Afghanistan, because of one reason or another, is among the major producers of opioids in the world. Afghanistan has been ravaged by wars of not its own making for the last many decades, which have destroyed its infrastructure and economy, and created abject poverty, conditions which result in desperate measures being adopted by people for survival.
Pakistan has a long contiguous, porous border with Afghanistan, which is difficult to control and patrol. Thus, the border is an easy route for the transit of opioids from Afghanistan, through Pakistan to various lucrative drug markets of the world. However, as the drugs flowed through, they also started finding their way into Pakistan. With its huge population, the majority of which is below the poverty line, many started finding solace in these drugs, and thus seeing drug addicts under bridges, on footpaths, in dark alleyways, and in deserted graveyards became a common sight. As the money in drugs grew, local drug kingpins began to emerge who not only transported drugs from Afghanistan to ports of Karachi and Baluchistan but also formed networks for provincial distribution-which also resulted in the morphing of small-time drug peddlers into localized drug dealers.
With the increasing drug menace in society, a federal ministry was created and an anti-narcotics force (ANF) was created under its aegis to manage ground operations such as drug seizures and busting drug networks. However, since drugs are a lucrative ‘business’, the menace continued to grow. The menace has now taken a new turn with the introduction of new party drugs such as ecstasy, and cocaine, which have found acceptance among the higher strata of society. For instance, drug abuse in elite schools and institutions has become prevalent (or pretty much a fashion), which has finally sent the alarm bells ringing in the higher echelons of society.
However, since the drug menace and its associated facilitators were allowed to take origin due to lax laws, they resultantly made inroads to places that matter, thus affecting the efforts of the government to curb the menace through stricter laws and deterring punishments. Encouragingly, the American government has been actively involved the world over in fighting the drug menace, and also proactively cooperates with local anti-narcotics agencies of Pakistan to contain and eradicate the drug menace, which has led to many success stories in recent years.
However, busting, seizing drug hauls, or arresting a drug lord here or there would not solve the problem in the long term, as Pakistan is just a conduit not an epicentre of opioid production in the world. A multi-pronged strategy is required by the world and especially by the US government in conjunction with our government to curb the drug menace in this region. First, there is a need to engage Afghanistan to give its people and its farmer’s viable options for crops other than opium.

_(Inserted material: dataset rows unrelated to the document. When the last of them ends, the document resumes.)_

PR #92, opened 2022-03-11
Implement Modules

Shrinjay:
## Implementation Description
This PR involves adding modules to the database as a layer between courses and lessons, modules are added as a property of course objects. 

- Ensure that my validation logic is valid, I built a custom object to validate objects in the future which might come in handy
- Ensure that the serialization stuff won't break
- Ensure that the modules data model and all is implemented correctly

## Testing Procedure
- Try passing any invalid inputs 

## Checklist


backend/package.json
```diff
@@ -29,6 +29,7 @@
     "firebase-admin": "^9.5.0",
     "graphql": "^15.5.0",
     "graphql-middleware": "^6.0.6",
+    "graphql-type-json": "^0.3.2",
```
draymond63, line 32: This is no longer true right? Could you remove this from the commit?

backend/services/interfaces/ICourseService.ts
```diff
@@ -15,9 +25,59 @@ export interface UpdateCourseRequestDTO {
...
+  title: string;
+  description: string;
+  image: string;
+  previewImage: string;
+  private: boolean;
+  published: boolean;
+  modules: ModuleDTO[];
+}
+
+export interface SerializedCourseResponseDTO {
```
draymond63, line 62: I wonder if we could extend/partial the regular DTOs, and simply replace the modules attribute with the correct type. Is that something we could do? It would definitely cut down on the duplication of code.

backend/graphql/resolvers/courseResolvers.ts
```diff
@@ -44,14 +105,16 @@ const courseResolvers = {
...
       _parent: undefined,
       { id }: { id: string },
-    ): Promise<CourseResponseDTO> => {
-      return courseService.getCourse(id);
+    ): Promise<SerializedCourseResponseDTO> => {
+      return courseService
+        .getCourse(id)
+        .then((course) => serializeCourseResponse(course));
     },
     courses: async (
```
draymond63, line 113: Some small linter warnings, could you either resolve them or disable them?

draymond63 (changes requested):
Good work!

The logic is all there and I'm happy with the implementation. Just some nitpicks here and there :)

backend/middlewares/validators/courseValidators.ts
```diff
@@ -1,11 +1,22 @@
...
 import { getErrorMessage } from "../../utilities/errorUtils";
 
+const VALID_MODULES = {
+  id: {
+    title: "string",
+    description: "string",
+    image: "string",
+    preview_image: "string",
+    published: "boolean",
+    lessons: "string",
```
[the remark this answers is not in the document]
Shrinjay: It is, the validator should be able to detect that it's an array and cast this over an array but I realize this is a bit messy so I'll find a better way to mark something as an array.

backend/services/interfaces/ICourseService.ts
Shrinjay: We definitely could, I don't really know why I did this tbh

backend/graphql/resolvers/courseResolvers.ts
```diff
@@ -16,14 +21,70 @@ import UserService from "../../services/implementations/userService";
...
 const emailService: IEmailService = new EmailService(nodemailerConfig);
 const authService: IAuthService = new AuthService(userService, emailService);
 
+function serializeToModuleDTO(modules: { [id: string]: Module }): ModuleDTO[] {
+  return Object.entries(modules).map(([key, val]) => ({ id: key, ...val }));
+}
+
+function deserializeModuleDTO(
+  moduleDTOs: ModuleDTO[],
+): { [id: string]: Module } {
```
e-wai, line 37: Think we should make `{ [id: string]: Module }` its own type, it's used a decent amount and is something that should be very clear

backend/graphql/resolvers/courseResolvers.ts
```diff
@@ -16,14 +21,70 @@ import UserService from "../../services/implementations/userService";
...
+    const moduleObj = {
+      title: moduleDTO.title,
+      description: moduleDTO.description,
+      image: moduleDTO.image,
+      previewImage: moduleDTO.previewImage,
+      published: moduleDTO.published,
+      lessons: moduleDTO.lessons,
+    };
+
+    // If no UUID is defined, create one
```
e-wai, line 50: nitpick: ehh I think this is fairly self-explanatory, don't know if the comment is really that helpful

backend/graphql/resolvers/courseResolvers.ts
```diff
@@ -16,14 +21,70 @@ import UserService from "../../services/implementations/userService";
...
+    modules[moduleDTO?.id ?? uuidv4()] = moduleObj;
```
e-wai, line 51: When do we expect the `moduleDTO` to have an ID vs. not have an ID? If it should always have an ID, we should expect to always have an ID and handle this more forcefully rather than absorbing the error (whether this is showing an error, or making a mutation in the db to fix)

backend/graphql/resolvers/courseResolvers.ts
```diff
@@ -16,14 +20,70 @@ import UserService from "../../services/implementations/userService";
...
+  if (course?.modules) {
+    return {
+      ...course,
+      modules: serializeToModuleDTO(course.modules),
+    };
+  }
+  return {
+    ...course,
+    modules: [],
+  };
```
e-wai, line 69: - Doesn't `course` always exist? Why the `?` operator

Would this work?
```suggestion
  return {
    ...course,
    modules: course.modules ? serializeToModuleDTO(course.modules) : [],
  };
```

e-wai: Also, shouldn't `modules` always exist? It might just be empty (I don't remember how it's implemented right now, but initially the `lessons` parameter was required on create course)

backend/graphql/resolvers/courseResolvers.ts
```diff
@@ -16,14 +20,70 @@ import UserService from "../../services/implementations/userService";
...
+    return {
+      ...course,
+      modules: deserializeModuleDTO(course.modules),
+    };
+  }
+  return {
+    ...course,
+    modules: {},
+  };
+}
```
e-wai, line 85: same comments as on `serialize` (less verbose version, unexpected usages of `?`)

backend/graphql/resolvers/courseResolvers.ts
```diff
@@ -62,22 +124,32 @@ const courseResolvers = {
...
-      return courseService.updateCourse(id, course);
+      { id, course }: { id: string; course: SerializedUpdateCourseRequestDTO },
+    ): Promise<SerializedCourseResponseDTO | null> => {
+      return courseService
+        .updateCourse(id, deserializeCourseRequest(course))
+        .then((serializedCourse) => {
+          if (serializedCourse)
+            return serializeCourseResponse(serializedCourse);
+          return null;
+        });
```
e-wai, line 152: In terms of naming, are we expecting a `serializedCourse` response? I don't think so, because we would serialize it when it's returned -- think the param name on ln#148 doesn't make sense then

nitpick syntax again, does this work?

```suggestion
        .then((serializedCourse) => serializedCourse ? seralizeCourseResponse(serailizedCourse) : null;
```

backend/graphql/types/courseType.ts
```diff
@@ -1,13 +1,33 @@
...
 
 const courseType = gql`
+  type ModuleDTO {
+    id: ID!
+    title: String!
+    description: String
+    image: String
+    previewImage: String
+    published: Boolean!
+    lessons: [String]
```
e-wai, line 11: If this is a return type, shouldn't they all be non-optional fields? Doesn't mean the user has to ask for them but they have to all exist

nitpick: for consistency, `ModuleResponseDTO`

backend/graphql/types/courseType.ts
```diff
@@ -1,13 +1,33 @@
...
+  }
+
+  input ModuleInputDTO {
+    id: ID
+    title: String!
+    description: String
+    image: String
+    previewImage: String
+    published: Boolean!
+    lessons: [String]
```
e-wai, line 21: Think lessons should always exist, but it can be empty. Also, should always be of type string:
```suggestion
    lessons: [String!]!
```

backend/graphql/types/courseType.ts
```diff
@@ -17,7 +37,7 @@ const courseType = gql`
     description: String
     image: String
     previewImage: String
-    lessons: [ID!]!
+    modules: [ModuleInputDTO]
```
e-wai, line 40: Also think these should be `modules: [ModuleDTO!]!`

backend/graphql/types/courseType.ts
```diff
@@ -1,13 +1,33 @@
...
     id: ID!
     title: String!
     description: String
     image: String
     previewImage: String
-    lessons: [ID!]!
+    modules: [ModuleDTO]
     private: Boolean!
     published: Boolean!
   }
```
e-wai, line 33: same comment as on `ModuleDTO`, if it's a response I think they should always be required

backend/graphql/types/courseType.ts
e-wai: also, nitpick: `ModuleInputDTO` -> `ModuleRequestDTO`

e-wai (changes requested):
I'll split the review into two, this is the first half (got somewhat nitpicky, sorry)

backend/middlewares/validators/util.ts
```diff
@@ -39,6 +39,26 @@ export const validateArray = (value: any, type: Type): boolean => {
   );
 };
 
+export const validateObject = (
+  object: { [field: string]: any },
+  types: { [field: string]: any },
+): boolean => {
+  return (
+    object !== undefined &&
+    object !== null &&
```
e-wai, line 48: If I'm remembering my falsy values right, this can all become `return (object) && ...`

backend/middlewares/validators/util.ts
```diff
@@ -39,6 +39,26 @@ export const validateArray = (value: any, type: Type): boolean => {
...
+    typeof object === "object" &&
+    Object.entries(object).every(([key, value]) => {
+      if (key.slice(-2) === "[]" && Array.isArray(value)) {
+        return validateArray(value, types[key.slice(0, -2)]);
+      }
```
e-wai, line 53: Bit unclear on this piece of logic, what's happening here?

backend/graphql/resolvers/courseResolvers.ts
Shrinjay: Yeahh I should've done that, just got lazy, I'll make it its own type

backend/graphql/resolvers/courseResolvers.ts
Shrinjay: It kind of breaks the pattern of generating IDs via MongoDB, but this needs to happen since the modules don't have their own objectID like courses do as they're not in their own collection, that's why I made this a comment.

backend/graphql/resolvers/courseResolvers.ts
Shrinjay: Module DTO might not have an ID when we have a request to create a new course with a new module, in which case we create the ID here, but I agree that doing this more forcefully elsewhere might be cleaner. The other option is generating an ID in the client but that's even more anti-pattern.

backend/graphql/resolvers/courseResolvers.ts
Shrinjay: I wasn't sure, iirc lessons was optional in the graphql type previously so I made modules optional as well, and I think it makes sense to have a newly created course with no modules. Although now that I think about it, it makes more sense to remove this handling and have the frontend always send `[]` to indicate no modules.

backend/graphql/resolvers/courseResolvers.ts
Shrinjay: Yeah good catch, I just messed up the naming

backend/graphql/types/courseType.ts
Shrinjay: I made them optional because the pattern seemed to be that most fields were left optional, didn't really think through it, but yes making them non-optional makes more sense

backend/middlewares/validators/util.ts
Shrinjay: Basically, `string[]` represents an array, so if the last 2 chars of a string are '[]', then we should use validate array. When passing into validateArray, we only want the type of each item, so we remove the `[]` characters.

backend/graphql/resolvers/courseResolvers.ts
e-wai: OK fair enough

backend/graphql/resolvers/courseResolvers.ts
```diff
@@ -16,14 +20,70 @@ import UserService from "../../services/implementations/userService";
...
-import { CourseVisibilityAttributes } from "../../models/course.model";
+import { CourseVisibilityAttributes, Module } from "../../models/course.model";
 import { assertNever } from "../../utilities/errorUtils";
 
 const courseService: ICourseService = new CourseService();
 const userService: IUserService = new UserService();
 const emailService: IEmailService = new EmailService(nodemailerConfig);
 const authService: IAuthService = new AuthService(userService, emailService);
 
+function serializeToModuleDTO(modules: { [id: string]: Module }): ModuleDTO[] {
```
y2kwak, line 31: nit: probably doesn't affect logic; but consider using const arrow functions to keep it consistent w the rest of the file

frontend/src/APIClients/CourseAPIClient.ts
```diff
@@ -79,7 +137,7 @@ const updateCourse = async (
     "accessToken",
   )}`;
   try {
-    const { data } = await baseAPIClient.put(`/course/${id}`, course, {
+    const { data } = await baseAPIClient.put(`/course/${id}`, serializeUpdateCourseRequest(course), {
       headers: { Authorization: bearerToken },
     });
     return data;
```
y2kwak, line 143: I might not be following correctly, but do we need to deserialize the course response here?

y2kwak (commented):
this seemed like a complicated problem ngl, but your solution makes sense - good job :))

backend/middlewares/validators/util.ts
e-wai: Makes sense, maybe worth a comment

frontend/src/APIClients/CourseAPIClient.ts
Shrinjay: Yes we do, good catch!

backend/graphql/types/courseType.ts
```diff
@@ -24,10 +24,10 @@ const courseType = gql`
...
     id: ID!
     title: String!
-    description: String
-    image: String
-    previewImage: String
-    modules: [ModuleDTO]
+    description: String!
+    image: String!
+    previewImage: String!
+    modules: [ModuleResponseDTO]!
```
e-wai, line 30: Why not `[ModuleResponseDTO!]!` -- ie. why no strict type check on `ModuleResponseDTO`, do we not expect that the response will always be of type `ModuleResponseDTO`? If it's because of missing ID, I'd rather we make id optional on the other DTO object

backend/graphql/types/courseType.ts
```diff
@@ -37,17 +37,17 @@ const courseType = gql`
     description: String
     image: String
     previewImage: String
-    modules: [ModuleInputDTO]
-    private: Boolean
-    published: Boolean
+    modules: [ModuleRequestDTO]!
```
e-wai, line 40: Same Q as above

backend/graphql/types/courseType.ts
```diff
@@ -37,17 +37,17 @@ const courseType = gql`
...
+    published: Boolean!
   }
 
   input UpdateCourseRequestDTO {
     title: String
     description: String
     image: String
     previewImage: String
-    modules: [ModuleInputDTO]
+    modules: [ModuleRequestDTO]
```
e-wai, line 50: Same ^

frontend/src/APIClients/CourseAPIClient.ts
```diff
@@ -13,12 +13,14 @@ type Module = {
 
 type SerializedModule = Module & {id: string}
 
+type Modules = {[id: string]: Module}
```
e-wai: nitpick: would it make sense to call this `ModulesById`? It makes the usage much more obvious

e-wai (approved):
Looks great 🥳 , some tiny comments left but nothing blocking

- I didn't get around to testing this manually (but I can if no one else has checked it out)
- Could you add the link to the data models updated page in the PR description and add some context about why the serialization is necessary, other non-obvious details about when we expect id, etc.?
- Maybe just check with @y2kwak to see if she's waiting for this to merge before/after the GraphQL stuff? (I think after, but maybe just clear that up to avoid merge conflicts)

draymond63 (approved):
Things look good to me, although Emma did have some good comments about enforcing the types within arrays. There's also a few linter things, but I'm good with this PR getting merged to prevent other things from getting blocked!

frontend/src/APIClients/CourseAPIClient.ts
Shrinjay: That works too

backend/graphql/types/courseType.ts
Shrinjay: Honestly I just didn't know that you needed to do [ModuleResponseDTO!]!

Shrinjay:
Just went ahead and merged this after it built, I fixed what Emma talked about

The US government can play a vital role in facilitating Afghan farmers for alternative cash crops, along with helping Afghanistan improve its economic and law and order situation. Second, drug lords and their networks may be dismantled in Pakistan through stricter laws, better enforcement and higher conviction rates. Third, Pakistan is a front-line state which is bearing the brunt of opioid production in the neighbouring state and accordingly should be helped, not exorcised, through enabling technologies for agencies working on the ground such as the provision of UAVs for reconnaissance of porous borders, which are used to smuggle narcotics into Pakistan. Thus, such a holistic approach would first help curb drug production in Afghanistan and further squeeze it’s trafficking through Pakistan, which would ultimately help to reduce the supply of narcotics to the world market from this region of the World.